Any waiver by TDC of one or more of these terms and conditions or any defaults hereunder
shall not constitute a waiver of the remaining terms and conditions or of any future
defaults. No failure or delay by either party in exercising or enforcing any right
hereunder shall operate as a waiver thereof or preclude any other exercise or enforcement
of its rights. Any provision of these terms and conditions that is prohibited or
unenforceable under the laws of the State of Florida shall be ineffective to the
extent of such prohibition or unenforceability, without impairing or invalidating
the remaining provisions of these terms and conditions. All sales agreements shall
be deemed made in, and shall be governed by, the laws of the State of Florida. The
venue for any disputes arising out of any sales agreement shall be, at TDC's sole
and exclusive option, Pinellas County, Florida or the courts with proper jurisdiction
at Buyer's location. ALL SALES TRANSACTIONS EXCLUDE THE APPLICATION OF THE 1980
UNITED NATIONS CONVENTION ON CONTRACTS FOR THE INTERNATIONAL SALE OF GOODS, IF OTHERWISE
a) Buyer acknowledges, represents and warrants that it currently complies with,
and at all times shall comply with, and shall not act to contravene, relevant laws,
codes, and regulations applicable to the purchase and sale of Products under these
terms and conditions. Buyer further acknowledges and agrees that the goods, software,
and technology subject to these terms and conditions are subject to the export control
laws and regulations of the United States, including, but not limited to, the Export
Administration Regulations ("EAR"), and sanctions regimes of the U.S. Department
of Treasury, Office of Foreign Asset Controls. Buyer shall not, without prior U.S.

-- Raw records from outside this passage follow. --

PR #241, opened 2025-08-07
feat: Collect host metrics

ThetaSinner:
### TODO:

cpu-with-run-id
dht-sync-lag-run-id

### DIFF
--- a/flake.nix
+++ b/flake.nix
@@ -2,7 +2,7 @@
   description = "Flake for Holochain testing";
 
   inputs = {
-    nixpkgs.url = "github:nixos/nixpkgs?ref=nixos-25.05";
+    nixpkgs.url = "github:nixos/nixpkgs?ref=nixos-unstable";
     flake-parts.url = "github:hercules-ci/flake-parts";
 
     holonix = {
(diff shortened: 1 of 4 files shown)


telegraf/host.conf
ThetaSinner, line 1: `host.conf` runs an agent, uses system metrics as inputs and writes content to the same place that scenario metrics are written

flake.nix
```diff
@@ -2,7 +2,7 @@
   description = "Flake for Holochain testing";
 
   inputs = {
-    nixpkgs.url = "github:nixos/nixpkgs?ref=nixos-25.05";
+    nixpkgs.url = "github:nixos/nixpkgs?ref=nixos-unstable";
```
ThetaSinner, line 5: The version of Telegraf available in 25.05 is 1.34 and doesn't support adding default tags, only fields. Don't know what else I've imported at newer versions here, just wanted a newer Telegraf binary at 1.35 or later.

flake.nix
```diff
@@ -111,10 +111,35 @@
         packages = {
           default = config.workspace.workspace;
           inherit (config.workspace) workspace;
+          local-telegraf = pkgs.writeShellApplication {
+            name = "local-telegraf";
+            runtimeInputs = [ pkgs.telegraf ];
+            text = ''
+              RUN_ID=$(jq --slurp --raw-output 'sort_by(.started_at|tonumber) | last | .run_id' < run_summary.jsonl)
+
+              sed --in-place "s/run_id = \"\"/run_id = \"$RUN_ID\"/" ./telegraf/local-telegraf.conf
```
ThetaSinner, line 120: Put the latest run_id in the telegraf config

flake.nix
```diff
@@ -111,10 +111,35 @@
...
+
+              echo "Running telegraf for run ID: $RUN_ID"
+              telegraf --config telegraf/local-telegraf.conf --once > >(tee logs/telegraf-stdout.log) 2> >(tee logs/telegraf-stderr.log >&2)
+
+              rm ./telegraf/metrics/*.influx
```
ThetaSinner, line 125: Remove any metrics that have now been uploaded. Don't want to re-use/relabel any old host metrics.

flake.nix
```diff
@@ -111,10 +111,35 @@
...
+              git checkout -- telegraf/local-telegraf.conf
+            '';
+          };
           ci-telegraf = pkgs.writeShellApplication {
             name = "ci-telegraf";
             runtimeInputs = [ pkgs.telegraf ];
-            text = "telegraf --config telegraf/runner-telegraf.conf --once > >(tee logs/telegraf-stdout.log) 2> >(tee logs/telegraf-stderr.log >&2)";
+            text = ''
```
ThetaSinner, line 132: Identical steps, just working against the runner telegraf config with a different influx instance configured

PR #245, opened 2025-08-11
ci: Wait for Nomad CI jobs to run

### LINKED ISSUE #164: Create a CI job that reports the result of the scenarios run in Nomad
Currently, the Nomad CI job will succeed if it successfully places the Nomad jobs. This means that the CI does not report the actual results of running the scenarios. It would be nice to wait on the results of the scenarios running in the Nomad cluster and report that in the CI. Nomad does not seem to natively support waiting for the job to complete, however, we can poll the status of the running allocations and see the result of them. Therefore, we can collect the allocation ID for each of the jobs that are running and have a final CI step or job that waits for the Nomad job to complete and report the result.

See the Nomad docs for the [`alloc status` command](https://developer.hashicorp.com/nomad/docs/commands/alloc/status)

veeso:
closes #164

### Summary

- Added a step to Nomad ci jobs to wait for nomad jobs to complete

### TODO:

## Summary by CodeRabbit

* **New Features**
  * CI now captures Nomad job output and allocation IDs, then waits for allocations to finish, making submit-then-wait the default flow and surfacing allocation status in step summaries.

* **Chores**
  * Fails early and reports when no allocation is created, adds a sensible timeout, validates required environment and tools, supports sequential handling of multiple allocations, and emits concise run summaries for clearer outcomes.

### DIFF
--- a/.github/workflows/nomad.yaml
+++ b/.github/workflows/nomad.yaml
@@ -89,6 +89,7 @@ jobs:
           echo "download-url=$DOWNLOAD_URL" >> "$GITHUB_OUTPUT"
 
       - name: Run Nomad Job
+        id: run-nomad-job
         env:
           NIXPKGS_ALLOW_UNFREE: 1
           NOMAD_ADDR: https://nomad-server-01.holochain.org:4646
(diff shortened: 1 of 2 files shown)


.github/workflows/nomad.yaml
```diff
@@ -97,6 +98,22 @@ jobs:
           NOMAD_VAR_scenario-url: ${{ steps.get-download-url.outputs.download-url }}
           NOMAD_VAR_run-id: ${{ github.run_id }}
         run: |-
-          nix run --impure --inputs-from . nixpkgs#nomad -- job run nomad/jobs/${{ matrix.job-name || matrix.scenario-name }}.nomad.hcl
+          set -Eeuo pipefail
```
ThetaSinner, line 101: Is `-E` needed? That's not one we normally set

nomad/wait_for_jobs.sh
```diff
@@ -0,0 +1,120 @@
+#!/bin/bash
+
+# Timeout in seconds (30 minutes). Can be overridden via environment.
+TIMEOUT="${TIMEOUT:-1800}"
+
+set -Eeuo pipefail
```
ThetaSinner, line 6:
```suggestion
set -Eeuo pipefail

# Timeout in seconds (30 minutes). Can be overridden via environment.
TIMEOUT="${TIMEOUT:-1800}"
```

ThetaSinner (approved):
Nice!

.github/workflows/nomad.yaml
veeso: Removed

ThetaSinner (approved):

PR #250, opened 2025-08-14
feat(metrics): Integrated Host metrics into Nomad runs

### LINKED ISSUE #210: Integrate host metrics with Nomad
As part of the parent feature, host metrics will be possible to push to a development instance of InfluxDB with a `run_id` associated with the scenario that ran. Now that needs to happen when we run scenarios using the Nomad environment and the metrics need to end up in the live InfluxDB instance.

AC:
- When a scenario is run with Nomad, then host metrics are produced to InfluxDB along with the other metrics we're already capturing.

veeso:
### Summary

Also removed sed and temp telegraf config; read RUN_ID from env (or default to "").

closes #210

### TODO:

## Summary by CodeRabbit

* **New Features**
  * Host-level metrics collector added as a prestart sidecar and a post-run metrics upload step.

* **Documentation**
  * Fixed README example URL (http::// → http://).

* **Refactor**
  * Run ID and run-summary path are now environment-driven; metric configs and output locations read from environment rather than per-run file mutation.

* **Chores**
  * Improved job-wait diagnostics and consolidated task log extraction; CI run-id wiring updated.


flake.nix
```diff
@@ -138,15 +138,10 @@
               else
                 RUN_ID=""
               fi
-
-              # get tempfile for telegraf config
-              TELEGRAF_CONFIG=$(mktemp --suffix ".conf")
-              cp ./telegraf/telegraf.local.conf "$TELEGRAF_CONFIG"
-
-              sed --in-place "s/run_id = \"\"/run_id = \"$RUN_ID\"/" "$TELEGRAF_CONFIG"
+              export RUN_ID
```
veeso, line 141: We can set RUN_ID in the telegraf config via env instead of creating a temp config

telegraf/telegraf.local.conf
```diff
@@ -79,4 +79,4 @@
   ## more spaces.
   ## <target-tag> = <value>
   [processors.defaults.tags]
-    run_id = ""
+    run_id = "${RUN_ID-}"
```
veeso, line 82: run from env and default to empty

nomad/run_scenario.tpl.hcl
```diff
@@ -98,6 +98,28 @@ job "{{ (ds "vars").scenario_name }}" {
         }
       }
 
+      task "report_host_metrics" {
+        lifecycle {
+          hook = "prestart"
+          sidecar = true
+        }
+
```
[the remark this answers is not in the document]
cdunster: Note that the `upload_metrics` task will only run if `reporter` is set to `"influx-file"` so if it's not then I guess we'll gather the metrics and not upload them. Maybe it's good to change the `upload_metrics` task to always run so we always have the host metrics at least?

nomad/run_scenario.tpl.hcl
```diff
@@ -162,6 +184,7 @@ job "{{ (ds "vars").scenario_name }}" {
           env {
             TELEGRAF_CONFIG_PATH = "${NOMAD_TASK_DIR}/telegraf.runner.conf"
             WT_METRICS_DIR       = "${NOMAD_ALLOC_DIR}/data/telegraf/metrics"
+            RUN_ID               = "${var.run-id != null ? var.run-id : ""}"
```
cdunster, line 187: So if we don't set `run-id` in Nomad then the `RUN_ID` env is not set, meaning that we collect the host metrics but don't associate them with a particular run? And then the scenario will still run with a random ID, right?

nomad/upload_metrics.sh
```diff
@@ -0,0 +1,37 @@
...
+  local var_name="$1"
+  # temporarily allow fail to bind
+  set +u
+  if [[ -z "${!var_name}" ]]; then
+    echo "Environment variable $var_name is not set." >&2
+    set -u
+    exit 1
+  fi
+  set -u
+}
```
cdunster, line 18: Couldn't we just first check if it's set so that we don't have to use `set +u/-u`?

```suggestion
function check_envset() {
  local var_name="$1"
  if [[ ! -v "$var_name" ]] || [[ -z "${!var_name}" ]]; then
    echo "Environment variable $var_name is not set or is an empty string." >&2
    exit 1
  fi
}
```

nomad/upload_metrics.sh
```diff
@@ -0,0 +1,37 @@
...
+
+check_envset "WT_METRICS_DIR"
+check_envset "INFLUX_TOKEN"
+check_envset "TELEGRAF_CONFIG_PATH"
+
+# read RUN_ID if not set in the environment
+if [ -z "${RUN_ID-}" ]; then
```
cdunster, line 25: Couldn't this also use `-v`?
```suggestion
if [ -v "$RUN_ID" ]; then
```

nomad/upload_metrics.sh
```diff
@@ -0,0 +1,37 @@
...
+    summary_file="${WT_METRICS_DIR}/run_summary.jsonl"
+    if [ -f "$summary_file" ]; then
+        RUN_ID=$(jq --slurp --raw-output 'sort_by(.started_at|tonumber) | last | .run_id' < "$summary_file")
```
cdunster, line 28: Will this work? I'm don't know if `jq` is installed on the Nomad clients?

nomad/wait_for_jobs.sh
```diff
@@ -7,10 +7,14 @@ TIMEOUT="${TIMEOUT:-1800}"
...
 function check_envset() {
   local var_name="$1"
+  # temporarily allow fail to bind
+  set +u
   if [[ -z "${!var_name}" ]]; then
     echo "Environment variable $var_name is not set." >&2
+    set -u
     exit 1
   fi
+  set -u
```
cdunster, line 17:
```suggestion
  if [[ ! -v "$var_name" ]] || [[ -z "${!var_name}" ]]; then
    echo "Environment variable $var_name is not set or is an empty string." >&2
    exit 1
  fi
```

nomad/upload_metrics.sh
veeso: @cdunster I've reverted. It would be good, but I've just found out, just because I was testing another issue on macos, that on MacOS bash 3.2 is installed, which doesn't support -v.

nomad/run_scenario.tpl.hcl
```diff
@@ -123,10 +152,11 @@ job "{{ (ds "vars").scenario_name }}" {
...
         env {
-          RUST_LOG       = "info"
-          HOME           = "${NOMAD_TASK_DIR}"
-          WT_METRICS_DIR = "${NOMAD_ALLOC_DIR}/data/telegraf/metrics"
-          MIN_AGENTS     = "${var.min-agents}"
+          RUST_LOG          = "info"
+          HOME              = "${NOMAD_TASK_DIR}"
+          WT_METRICS_DIR    = "${NOMAD_ALLOC_DIR}/data/telegraf/metrics"
+          MIN_AGENTS        = "${var.min-agents}"
+          RUN_SUMMARY_PATH  = "${NOMAD_ALLOC_DIR}/run_summary.jsonl"
```
veeso, line 159: path for reporting run summary

nomad/upload_metrics.sh
```diff
@@ -0,0 +1,45 @@
...
+if [ -z "$RUN_ID" ]; then
+    # if isset RUN_SUMMARY_PATH
+    summary_path="run_summary.jsonl"
+    if [ ! -z "$RUN_SUMMARY_PATH" ]; then
+        summary_path="$RUN_SUMMARY_PATH"
+    fi
+
+    if [ -f "$summary_path" ]; then
+        # NOTE: nomad workspace doesn't have jq installed, so we can't use it
+        RUN_ID=$(grep -o '"run_id":"[^"]*"' "$summary_path" | sed 's/.*:"\([^"]*\)".*/\1/' | tail -n 1)
```
veeso, line 35: jq indeed doesn't work on nomad. This is the only command combination I could find.

framework/runner/src/run.rs
```diff
@@ -244,7 +250,13 @@ pub fn run<RV: UserValuesConstraint, V: UserValuesConstraint>(
     runner_context_for_teardown.reporter().finalize();
 
     summary.set_peer_end_count(agents_run_to_completion.load(std::sync::atomic::Ordering::Acquire));
-    if let Err(e) = append_run_summary(summary, PathBuf::from("run_summary.jsonl")) {
+
+    // append run summary
+    let summary_path = std::env::var(RUN_SUMMARY_PATH_ENV)
+        .map(PathBuf::from)
+        .unwrap_or_else(|_| PathBuf::from(DEFAULT_RUN_SUMMARY_PATH));
```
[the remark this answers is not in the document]
veeso: But you can't map an unwrapped value.

nomad/upload_metrics.sh
```diff
@@ -0,0 +1,44 @@
...
+  local var_name="$1"
+  # temporarily allow fail to bind
+  # Do not use `[[ -v $var_name ]]` as it is not compatible with MacOS bash (still using 3.2)
+  set +u
+  if [[ -z "${!var_name}" ]]; then
+    set -u
+    echo "Environment variable $var_name is not set or is an empty string." >&2
+    exit 1
+  fi
+  set -u
```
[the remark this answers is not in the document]
veeso: this works actually:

government authorization, export, reexport, or transfer any goods, software, or
technology subject to these terms and conditions, either directly or indirectly,
to any country subject to a U.S. trade embargo or to any resident or national of
any such country, or to any person or entity listed on the "Entity List" or "Denied
Persons List" maintained by the U.S. Department of Commerce or the list of "Specifically
Designated Nationals and Blocked Persons" maintained by the U.S. Department of Treasury.
In addition, any goods, software or technology subject to these terms and conditions
may not be exported, re-exported, or transferred to an end-user engaged in activities
related to weapons of mass destruction. Such activities include, but are not necessarily
limited to, activities related to: (1) the design, development, production, or use
of nuclear materials, nuclear facilities, or nuclear weapons; (2) the design, development,
production, or use of missiles or support of missiles projects; and (3) the design,
development, production, or use of chemical or biological weapons.
b) Buyer recognizes that some Product sales are limited to a specified territory
and shall not sell Products outside that territory. Such sales may constitute copyright
or trademark infringement. Products purchased by Buyer may also be subject to additional
usage restrictions or authorizations imposed by the Product manufacturer or publisher.
Buyer is responsible for ensuring compliance with any such restrictions or authorizations.